Jumat, 22 Mei 2026

Obama minta waktu, Romney menjual harapan

Persoalan ekonomi diyakini menjadi alasan terbesar mengapa calon presiden kubu Republik Mitt Romney mendapat dukungan besar dan bersaing ketat dengan Presiden Obama.

Tayang:

Jam menunjukkan hampir pukul 19.00. Namun di Restoran Yang di South Michigan Avenue, Chicago, kursi-kursi untuk pelanggan sebagian besar kosong.

Hanya beberapa anak muda yang menyantap makan malam.

Padahal ini adalah salah satu tempat makan terbaik yang direkomendasikan oleh koran Chicago Tribune.

Yang ramai adalah pelanggan yang memesan makanan untuk dibawa pulang, biasa disebut take away.

''Kami cukup sibuk petang ini, namun untuk yang makan di sini memang tidak sebanyak dulu,'' ungkap Anne, yang bertugas menerima pesanan melalui telepon.

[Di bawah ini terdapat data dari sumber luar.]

PR #5002, opened 2020-11-12
enhancement(observability): Added batch subscriptions for component bytes and errors

sghall:
This PR is targeting https://github.com/timberio/vector/pull/4958.  I branched off of there and added the batch subscriptions for component bytes total and component errors total.  I'll wait for that to clear and then get this one in after review.

cc @leebenson 
I added the other subscriptions based off the pattern for the events.  I tested these out today locally in the app and they work great.  Comparing `vector top` (using the non-batched versions) and the batched data in the app looks to line up perfectly. Performance in the app with these subscriptions is much better.

**Note:** I regenerated the schema here.  Wasn't sure if I should do that.

### DIFF
--- a/lib/vector-api-client/graphql/schema.json
+++ b/lib/vector-api-client/graphql/schema.json
@@ -1706,6 +1706,45 @@
                 }
               ],
               "deprecationReason": null,
+              "description": "Component events processed metrics, received in batches containing metrics over `interval`",
+              "isDeprecated": false,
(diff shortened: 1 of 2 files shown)


leebenson (approved):
Looks great @sghall ! 🎉

leebenson:
> Note: I regenerated the schema here. Wasn't sure if I should do that.

👍 Yup, `make build-graphql-schema` after changes to the API is the right approach.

Kosongnya kursi-kursi di restoran bisa menggambarkan lesunya perekonomian Amerika Serikat.

Sejak dihantam krisis keuangan besar pada 2007, AS belum pulih. Ekonomi berangsur-angsur membaik, namun dengan laju pemulihan yang tidak secepat keinginan banyak orang.

Pengamat politik dari Ohio State University, Djayadi Hanan, mengatakan situasi ini dimanfaatkan calon presiden dari Republik, Mitt Romney, yang mengklaim memiliki pengalaman ekonomi dan bisnis yang lebih baik dari Barak Obama, presiden AS saat ini dari kubu Demokrat.

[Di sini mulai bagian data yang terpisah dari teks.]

Issue #4925, opened 2020-11-09
Update problematic `api` tests to run in different processes


leebenson:
API tests are currently failing in #4886 due to shared global state. This isn't simple to isolate currently, due to the global nature of tracing and metrics.

A workaround could be using [rusty-fork](https://crates.io/crates/rusty-fork), but known disadvantages are:

- It doesn't currently [support async tests](https://github.com/AltSysrq/rusty-fork/issues/9).
- Wrapping tests in a `rusty_fork_test!` macro disables code analysis in IDEs, making it harder to write/maintain tests.

Need to investigate whether there's an option to combine with `#[tokio::test]` and/or create a thin wrapping function which executes the test in a separate runtime, so tests themselves can be written as regular functions.

jszwedko:
I have no idea how much effort this would be, but my initial thought would be to get rid of the global state and have metrics be associated with `Topology`.

leebenson:
👍 I think that's a better approach; this is the kick-the-can-down-the-road option. I don't know exactly how much ground this would shift, but in the API for example, there'd be a fair amount of reworking to not invoke `capture_metrics()` directly.

PR #5004, opened 2020-11-12
enhancement(observability): API batch support + tests

leebenson:
Follow-up to @sghall's #5002 to add support for `*Batch` subscriptions in the API client, and some tests to assert batching is happening as expected. I also realised I neglected to add a test for the previous `bytesProcessedTotal` and component variants, which have been added here.

No tests for error metrics yet, since those aren't typically thrown. Will probably tackle after #4925 is solved.

### DIFF
--- a/lib/vector-api-client/src/gql/metrics.rs
+++ b/lib/vector-api-client/src/gql/metrics.rs
@@ -143,7 +143,7 @@ impl MetricsSubscriptionExt for crate::SubscriptionClient {
         self.start::<ComponentEventsProcessedTotalBatchSubscription>(&request_body)
     }
 
-    /// Executes a components events processed total metrics subscription
+    /// Executes a components bytes processed total metrics subscription
     fn component_bytes_processed_total_subscription(
         &self,
         interval: i64,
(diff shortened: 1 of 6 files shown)


sghall:
Nice @leebenson.  I'll look at this today.  Want to spend some time to really understand the test setup and patterns here. 👍

lib/vector-api-client/src/gql/metrics.rs
```diff
@@ -110,4 +154,16 @@ impl MetricsSubscriptionExt for crate::SubscriptionClient {
 
         self.start::<ComponentBytesProcessedTotalSubscription>(&request_body)
     }
+
+    /// Executes a components events processed total metrics subscription
```
sghall, line 158: nit:  

/// Executes a components **bytes** processed total batch metrics subscription

tests/api.rs
```diff
@@ -388,8 +388,169 @@ mod tests {
...
+                    .unwrap()
+                    .data
+                    .unwrap()
+                    .component_bytes_processed_total,
+            );
+        }
+
+        // Should only show byte totals on sinks
+        assert_eq!(map[&0].name, "bytes_processed_total_sink");
+        assert_eq!(map[&0].name, "bytes_processed_total_sink");
```
sghall, line 501: nit:  duplicate assertion here

sghall (approved):
LGTM 👍

tests/api.rs
leebenson: Thanks! That second one should pulling from `map[&1].name`.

Sebelum terjun di panggung politik Romney dikenal sebagai pengusaha sukses.

Mencari pilihan lain

''Pada saat yang sama banyak pemilih yang dulu mencoblos Obama kecewa dengan kinerja pemerintah. Para pemilih ini sekarang mencari alternatif,'' kata Hanan.

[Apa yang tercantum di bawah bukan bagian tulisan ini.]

PR #5006, opened 2020-11-12
chore(kubernetes platform): Only add checksum if not using external configmap

### LINKED ISSUE #4812: Only add config checksum annotation to the DaemonSet/StatefulSet in Helm charts if managed config is used
If external ConfigMap is used, adding the annotation with a checksum to the DaemonSet/StatefulSet is pointless.
We should condition adding the annotation by whether the external ConfigMap is used or not.

eeyun:
Closes #4812 

### DIFF
--- a/distribution/helm/vector-agent/templates/daemonset.yaml
+++ b/distribution/helm/vector-agent/templates/daemonset.yaml
@@ -14,7 +14,9 @@ spec:
   template:
     metadata:
       annotations:
+        {{- if not  .Values.externalConfigMap }}
         checksum/config: {{ include (print $.Template.BasePath "/configmap.yaml") . | sha256sum }}
+        {{- end }}
         {{- with .Values.podAnnotations }}
           {{- toYaml . | nindent 8 }}
         {{- end }}


distribution/helm/vector-agent/templates/daemonset.yaml
```diff
@@ -14,10 +14,12 @@ spec:
   template:
     metadata:
       annotations:
+        {{- if not  .Values.externalConfigMap }}
         checksum/config: {{ include (print $.Template.BasePath "/configmap.yaml") . | sha256sum }}
         {{- with .Values.podAnnotations }}
           {{- toYaml . | nindent 8 }}
         {{- end }}
+        {{- end }}
```
MOZGIII, line 22:
```suggestion
        {{- if not .Values.externalConfigMap }}
        checksum/config: {{ include (print $.Template.BasePath "/configmap.yaml") . | sha256sum }}
        {{- end }}
        {{- with .Values.podAnnotations }}
          {{- toYaml . | nindent 8 }}
        {{- end }}
```

eeyun: Oh shoot, yeah good catch!

MOZGIII (approved):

''Romney berhasil meyakinkan banyak orang bahwa ia lebih baik dari Obama untuk urusan ekonomi. Dan dukungannya makin besar, terutama setelah debat pertama awal Oktober lalu di mana ia tampil meyakinkan,'' imbuh Hanan.

Mungkin dalam situasi sulit seperti ini pemilih putus asa dan condong ke calon yang dianggap bisa memberikan harapan.

''Padahal kebijakan ekonomi Romney sebenarnya sulit diterima. Dalam arti tidak menjawab sepenuhnya persoalan AS,'' kata Jeffrey Winters, pengamat ekonomi politik dari Universitas Northwestern di Chicago.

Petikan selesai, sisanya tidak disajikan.